Norway Sentences Kurdish Mullah Krekar to Five Years in Jail

In early January 2012, Krekar had announced in an interview with Kurdish online newspaper Rudaw that he would be leaving Norway and returning to the Kurdistan region soon, saying “My return to the Kurdistan region has become a major political issue.” He also predicted that, “My death will cost Norwegian society. If, for example, Erna Solberg throws me out of the country and I die as a result, she will suffer the same fate.” 

The three Oslo court judges said the threat was aimed at pushing Norwegian authorities to retract the expulsion order. He has as of 8 December 2006 been on the UN terror list, and as of 8 November 2007 been judged by the High Court of Norway as a “danger to national security”.

Krekar, whose name is on terrorist lists drawn up by the United Nations and the United States, has avoided expulsion since the order was signed nine years ago since Norwegian law prevents him from being deported to Iraq until his safety can be guaranteed and as long as he risks the death penalty there.

About Krekar

Mullah Krekar is a Kurdish origin Iraqi who came to Norway as a refugee from northern Iraq in 1991. His wife and four children have Norwegian citizenship, but not Krekar himself. Krekar was the original leader of a terrorist organization, which was set up and commenced operations in Kurdistan while he had refugee status in Norway. Since February 2003 he has an expulsion order against him, which is suspended pending Iraqi government guarantees that he will not face torture or execution. Norway is committed to international treaties which prohibit the expulsion of an individual without such a guarantee.

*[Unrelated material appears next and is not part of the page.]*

PR #275, opened 2023-04-20
More subscription+REST fixes

giucam:
These changes make subscriptions work fine for me with RestBackend. I can now subscribe to "/DeviceName/Acquisition?channelNameFilter=saw" and i correctly receive the saw wave every 2 seconds as expected.

Ralph commented on chat:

In February 2003 the Norwegian government ordered Krekar to be deported to Iraq, but as of July 2009 the order had not been implemented because of the security environment in Iraq, and the risk that Krekar could face the death penalty there. Krekar has unsuccessfully challenged the expulsion order in court, with the order being confirmed in September 2005. Norway’s government has said that the new government to be elected in Iraq in December 2005 might permit discussion on whether Krekar’s expulsion order can be implemented

Facebook group collecting donations for the assassination of Mullah Krekar

In November 2007, Norwegian newspapers published the story that a Facebook group had been set up, dedicated to collecting money which would eventually go to an assassin, should one be located. The group statement started with “For the murder of Norway’s enemy #1”. The 28-year old man who started the group went on to publicize not only his full name, but also a bank account number where money could be deposited. The group had approximately 400 members when Krekar’s lawyer deemed the threat “serious” and said he “hoped the police would investigate the people involved”. The 28-year old told Norwegian media that the statement was facetious and thus should not be taken literally.